Problem details
Which lines of the data hold the word "cannot"? Copy all of them.

Records to process
=== Section Start ===

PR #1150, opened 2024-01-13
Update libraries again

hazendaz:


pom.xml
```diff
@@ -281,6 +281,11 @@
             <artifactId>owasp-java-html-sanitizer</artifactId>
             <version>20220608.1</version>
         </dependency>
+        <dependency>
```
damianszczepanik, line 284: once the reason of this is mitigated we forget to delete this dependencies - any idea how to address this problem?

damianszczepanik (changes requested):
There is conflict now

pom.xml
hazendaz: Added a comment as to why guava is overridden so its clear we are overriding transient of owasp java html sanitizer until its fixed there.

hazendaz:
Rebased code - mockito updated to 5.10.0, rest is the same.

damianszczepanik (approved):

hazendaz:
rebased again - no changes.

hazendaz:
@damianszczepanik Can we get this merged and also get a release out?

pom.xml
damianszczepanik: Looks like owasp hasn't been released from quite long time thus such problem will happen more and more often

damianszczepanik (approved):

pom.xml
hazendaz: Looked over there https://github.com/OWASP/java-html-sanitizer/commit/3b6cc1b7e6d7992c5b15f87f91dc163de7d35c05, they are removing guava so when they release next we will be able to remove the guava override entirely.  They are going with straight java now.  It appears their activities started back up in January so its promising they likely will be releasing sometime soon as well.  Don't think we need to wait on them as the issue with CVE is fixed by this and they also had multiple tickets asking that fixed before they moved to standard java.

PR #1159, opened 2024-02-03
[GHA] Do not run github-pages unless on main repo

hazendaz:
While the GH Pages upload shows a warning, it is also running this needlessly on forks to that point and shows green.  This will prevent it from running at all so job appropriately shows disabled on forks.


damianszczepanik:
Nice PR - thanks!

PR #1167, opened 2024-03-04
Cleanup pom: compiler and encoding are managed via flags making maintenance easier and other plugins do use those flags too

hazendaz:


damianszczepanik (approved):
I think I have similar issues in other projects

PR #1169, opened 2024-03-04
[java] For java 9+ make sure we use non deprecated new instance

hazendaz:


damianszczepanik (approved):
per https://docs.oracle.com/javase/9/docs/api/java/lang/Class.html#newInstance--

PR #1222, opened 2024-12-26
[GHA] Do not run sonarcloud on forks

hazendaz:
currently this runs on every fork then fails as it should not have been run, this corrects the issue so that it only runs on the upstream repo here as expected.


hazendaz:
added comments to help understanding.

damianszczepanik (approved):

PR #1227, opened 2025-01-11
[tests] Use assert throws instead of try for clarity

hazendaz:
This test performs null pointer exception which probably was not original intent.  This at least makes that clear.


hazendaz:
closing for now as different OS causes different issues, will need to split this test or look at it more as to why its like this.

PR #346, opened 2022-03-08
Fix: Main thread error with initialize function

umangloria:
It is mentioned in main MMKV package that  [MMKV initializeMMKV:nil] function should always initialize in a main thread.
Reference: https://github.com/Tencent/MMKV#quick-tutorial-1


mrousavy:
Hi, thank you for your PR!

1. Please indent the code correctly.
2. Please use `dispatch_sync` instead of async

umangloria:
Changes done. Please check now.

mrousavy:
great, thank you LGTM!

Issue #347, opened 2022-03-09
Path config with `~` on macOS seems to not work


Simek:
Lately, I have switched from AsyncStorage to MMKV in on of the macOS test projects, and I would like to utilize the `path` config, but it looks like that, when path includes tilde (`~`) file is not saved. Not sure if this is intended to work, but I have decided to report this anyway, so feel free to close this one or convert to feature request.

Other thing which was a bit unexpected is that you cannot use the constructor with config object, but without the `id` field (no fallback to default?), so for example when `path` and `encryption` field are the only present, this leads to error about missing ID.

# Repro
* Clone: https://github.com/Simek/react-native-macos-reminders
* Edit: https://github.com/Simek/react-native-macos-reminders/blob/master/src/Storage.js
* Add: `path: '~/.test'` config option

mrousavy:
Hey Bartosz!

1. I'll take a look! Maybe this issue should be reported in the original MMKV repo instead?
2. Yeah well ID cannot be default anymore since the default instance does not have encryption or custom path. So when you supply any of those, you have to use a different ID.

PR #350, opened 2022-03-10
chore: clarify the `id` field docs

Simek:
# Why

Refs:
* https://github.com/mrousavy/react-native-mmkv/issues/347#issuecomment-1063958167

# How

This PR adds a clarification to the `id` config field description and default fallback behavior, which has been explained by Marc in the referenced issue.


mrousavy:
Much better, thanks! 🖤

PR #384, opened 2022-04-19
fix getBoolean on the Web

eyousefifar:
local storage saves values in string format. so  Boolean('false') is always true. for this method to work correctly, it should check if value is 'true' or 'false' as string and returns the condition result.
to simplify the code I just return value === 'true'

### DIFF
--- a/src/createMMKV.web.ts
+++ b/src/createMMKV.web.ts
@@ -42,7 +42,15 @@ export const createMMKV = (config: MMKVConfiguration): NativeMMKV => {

=== Section End ===

Task result
Other thing which was a bit unexpected is that you cannot use the constructor with config object, but without the `id` field (no fallback to default?), so for example when `path` and `encryption` field are the only present, this leads to error about missing ID.
2. Yeah well ID cannot be default anymore since the default instance does not have encryption or custom path. So when you supply any of those, you have to use a different ID.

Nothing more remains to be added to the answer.